Provided material:
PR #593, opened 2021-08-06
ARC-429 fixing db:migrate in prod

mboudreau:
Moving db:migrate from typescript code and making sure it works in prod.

Goal of the exercise: Each line of the listing is to be reproduced verbatim.

Solution:
PR #593, opened 2021-08-06
ARC-429 fixing db:migrate in prod

mboudreau:
Moving db:migrate from typescript code and making sure it works in prod.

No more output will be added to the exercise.